Work to complete:
From the data underneath, reproduce exactly the stretch that begins at the line with "without any plugins." and ends after the line with "Fixed by #3061.".

Stored data section start

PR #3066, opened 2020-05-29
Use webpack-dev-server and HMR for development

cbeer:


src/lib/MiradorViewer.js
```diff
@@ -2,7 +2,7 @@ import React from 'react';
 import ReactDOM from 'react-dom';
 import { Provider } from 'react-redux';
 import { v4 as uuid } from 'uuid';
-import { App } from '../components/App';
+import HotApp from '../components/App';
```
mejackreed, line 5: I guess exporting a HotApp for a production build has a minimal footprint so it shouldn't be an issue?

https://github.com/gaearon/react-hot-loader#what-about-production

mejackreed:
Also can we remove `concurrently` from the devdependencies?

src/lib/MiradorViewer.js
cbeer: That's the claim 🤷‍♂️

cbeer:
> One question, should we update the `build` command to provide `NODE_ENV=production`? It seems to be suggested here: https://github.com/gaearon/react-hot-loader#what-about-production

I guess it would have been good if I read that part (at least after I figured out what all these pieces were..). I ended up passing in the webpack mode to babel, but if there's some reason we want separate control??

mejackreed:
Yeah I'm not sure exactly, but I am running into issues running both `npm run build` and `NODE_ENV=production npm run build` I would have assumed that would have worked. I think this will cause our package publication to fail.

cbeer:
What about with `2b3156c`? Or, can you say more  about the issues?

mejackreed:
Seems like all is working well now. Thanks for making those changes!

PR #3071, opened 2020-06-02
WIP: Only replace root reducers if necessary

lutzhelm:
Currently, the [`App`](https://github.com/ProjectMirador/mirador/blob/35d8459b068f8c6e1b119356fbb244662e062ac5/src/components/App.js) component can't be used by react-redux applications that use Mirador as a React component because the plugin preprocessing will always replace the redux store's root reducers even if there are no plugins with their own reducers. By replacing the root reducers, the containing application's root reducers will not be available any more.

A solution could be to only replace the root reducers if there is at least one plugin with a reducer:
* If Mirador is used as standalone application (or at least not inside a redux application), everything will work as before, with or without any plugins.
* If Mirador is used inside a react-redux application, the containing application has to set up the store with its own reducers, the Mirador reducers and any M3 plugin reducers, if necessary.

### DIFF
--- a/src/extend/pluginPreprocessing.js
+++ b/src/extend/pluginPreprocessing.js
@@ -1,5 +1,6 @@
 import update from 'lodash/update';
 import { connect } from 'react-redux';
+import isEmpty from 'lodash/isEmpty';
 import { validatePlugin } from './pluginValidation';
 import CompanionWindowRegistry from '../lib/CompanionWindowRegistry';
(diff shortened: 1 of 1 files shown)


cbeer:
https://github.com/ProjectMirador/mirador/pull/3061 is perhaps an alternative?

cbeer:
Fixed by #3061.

Stored data section end
Stored data section start

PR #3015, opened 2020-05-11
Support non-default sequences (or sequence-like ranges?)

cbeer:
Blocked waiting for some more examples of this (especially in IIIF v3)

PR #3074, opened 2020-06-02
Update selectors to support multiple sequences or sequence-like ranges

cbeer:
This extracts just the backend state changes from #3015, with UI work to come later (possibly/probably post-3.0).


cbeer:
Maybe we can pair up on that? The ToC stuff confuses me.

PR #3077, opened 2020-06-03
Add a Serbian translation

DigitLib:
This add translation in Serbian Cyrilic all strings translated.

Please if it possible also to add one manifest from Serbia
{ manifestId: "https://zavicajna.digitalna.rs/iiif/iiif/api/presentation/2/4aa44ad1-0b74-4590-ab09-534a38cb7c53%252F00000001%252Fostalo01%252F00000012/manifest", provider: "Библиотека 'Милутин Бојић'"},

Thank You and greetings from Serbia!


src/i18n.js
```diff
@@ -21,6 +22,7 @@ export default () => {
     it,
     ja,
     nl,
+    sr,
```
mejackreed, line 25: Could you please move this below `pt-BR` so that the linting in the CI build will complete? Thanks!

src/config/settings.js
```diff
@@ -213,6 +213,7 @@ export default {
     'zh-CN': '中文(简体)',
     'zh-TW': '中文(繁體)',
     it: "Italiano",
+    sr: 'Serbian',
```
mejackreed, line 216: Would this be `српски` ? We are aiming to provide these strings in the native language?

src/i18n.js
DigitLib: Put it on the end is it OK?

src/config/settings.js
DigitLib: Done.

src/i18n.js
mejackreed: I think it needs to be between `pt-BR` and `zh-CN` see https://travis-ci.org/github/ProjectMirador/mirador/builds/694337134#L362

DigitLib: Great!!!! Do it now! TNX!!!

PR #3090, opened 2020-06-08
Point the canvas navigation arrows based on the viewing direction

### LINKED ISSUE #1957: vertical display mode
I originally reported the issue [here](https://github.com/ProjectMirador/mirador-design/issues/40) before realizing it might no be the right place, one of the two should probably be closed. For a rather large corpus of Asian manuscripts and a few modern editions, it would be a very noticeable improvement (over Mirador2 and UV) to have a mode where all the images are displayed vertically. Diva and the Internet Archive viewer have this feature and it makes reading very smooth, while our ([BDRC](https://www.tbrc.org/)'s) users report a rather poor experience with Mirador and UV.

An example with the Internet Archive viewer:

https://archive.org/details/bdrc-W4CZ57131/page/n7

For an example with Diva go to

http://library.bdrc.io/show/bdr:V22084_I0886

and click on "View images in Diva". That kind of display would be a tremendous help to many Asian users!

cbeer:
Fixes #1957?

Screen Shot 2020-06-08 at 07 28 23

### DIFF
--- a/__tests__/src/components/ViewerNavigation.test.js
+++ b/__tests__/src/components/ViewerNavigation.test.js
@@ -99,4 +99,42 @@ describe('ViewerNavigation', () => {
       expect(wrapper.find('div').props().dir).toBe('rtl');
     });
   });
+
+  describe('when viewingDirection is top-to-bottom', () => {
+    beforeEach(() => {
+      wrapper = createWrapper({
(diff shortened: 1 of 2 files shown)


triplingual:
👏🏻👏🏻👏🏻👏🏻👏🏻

Stored data section end

Final answer:
* If Mirador is used as standalone application (or at least not inside a redux application), everything will work as before, with or without any plugins.
* If Mirador is used inside a react-redux application, the containing application has to set up the store with its own reducers, the Mirador reducers and any M3 plugin reducers, if necessary.

### DIFF
--- a/src/extend/pluginPreprocessing.js
+++ b/src/extend/pluginPreprocessing.js
@@ -1,5 +1,6 @@
 import update from 'lodash/update';
 import { connect } from 'react-redux';
+import isEmpty from 'lodash/isEmpty';
 import { validatePlugin } from './pluginValidation';
 import CompanionWindowRegistry from '../lib/CompanionWindowRegistry';
(diff shortened: 1 of 1 files shown)


cbeer:
https://github.com/ProjectMirador/mirador/pull/3061 is perhaps an alternative?

cbeer:
Fixed by #3061.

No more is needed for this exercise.